PR #970, opened 2017-06-26
IAM Server Cert test updates

catsby:
Update our IAM Server cert tests to use the TLS provider so we don't have to update the certs every year. 

I also generated new certs for the test-fixtures because we want to keep a test for windows line endings. 

I created a `.pem.winfile` to denote to `gitignore` that this file was to keep its line endings.


aws/provider_test.go
```diff
@@ -8,9 +8,11 @@ import (
 	"github.com/hashicorp/terraform/helper/schema"
 	"github.com/hashicorp/terraform/terraform"
 	"github.com/terraform-providers/terraform-provider-template/template"
+	"github.com/terraform-providers/terraform-provider-tls/tls"
 )
 
 var testAccProviders map[string]terraform.ResourceProvider
+var testAccProvidersWithTLS map[string]terraform.ResourceProvider
```
catsby: Here we add the `TLS` provider to just the new `testAccProvidersWithTLS` map, so tests that need it can explicitly use `testAccProvidersWithTLS` instead of `testAccProviders`. This way only those tests have the additional provider and the rest remain untainted

aws/resource_aws_iam_server_certificate_test.go
```diff
@@ -87,28 +93,35 @@ func TestAccAWSIAMServerCertificate_disappears(t *testing.T) {
 }
 
 func TestAccAWSIAMServerCertificate_file(t *testing.T) {
-	var cert iam.ServerCertificate
+	var _cert iam.ServerCertificate
```
catsby: I use `_` here to denote that I don't actually care about `_cert` in this test; loading the file (with and without windows line endings) and applying should be sufficient, because follow up `plan` as part of the test will tell us if there's a diff due to endings.

aws/resource_aws_iam_server_certificate_test.go
```diff
@@ -141,14 +145,27 @@ func testAccCheckCertExists(n string, cert *iam.ServerCertificate) resource.Test
...
 			return fmt.Errorf("Bad Server Cert Name: %s", *cert.ServerCertificateMetadata.ServerCertificateName)
 		}
 
-		if *cert.CertificateBody != strings.TrimSpace(certBody) {
-			return fmt.Errorf("Bad Server Cert body\n\t expected: %s\n\tgot: %s\n", certBody, *cert.CertificateBody)
+		if *cert.CertificateBody != strings.TrimSpace(*certBody) {
+			return fmt.Errorf("Bad Server Cert body\n\t expected: %s\n\tgot: %s\n", *certBody, *cert.CertificateBody)
 		}
 		return nil
 	}
```
radeksimko: The old certificate in `var certBody` on line 200 (apparently I cannot comment on lines outside of context) can go away too I think?

radeksimko: I made that change and pushed to your branch, so we can get more tests green asap. All `TestAccAWSIAMServerCertificate_` tests are passing after the removal, so I reckon it's 👌

radeksimko:
Merging to make tests green, butt feel free to respond to my comments when you're back on Monday.

catsby:
Thanks @radeksimko !

PR #974, opened 2017-06-27
aws/data/subnet: Add filter example to website

tamsky:
I found the lack of an example to be extremely unfriendly... 

After consulting the API documentation, I believed the correct syntax was `tag:name=Name` vs the actually correct `tag:Name`.

It was this example which saved me: https://github.com/hashicorp/terraform/issues/10074#issuecomment-260439012


stack72:
Hi @tamsky 

Thanks so much for this - sorry this was unfriendly for you! 

Paul

tamsky:
>  sorry this was unfriendly for you!

Thanks for the friendly fix!

stack72:
Nothing to apologise for at all :)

......

### [Goal of the exercise]
Show each line of the material above where "sorry" occurs.

### [Answer to this exercise]
Thanks so much for this - sorry this was unfriendly for you! 
>  sorry this was unfriendly for you!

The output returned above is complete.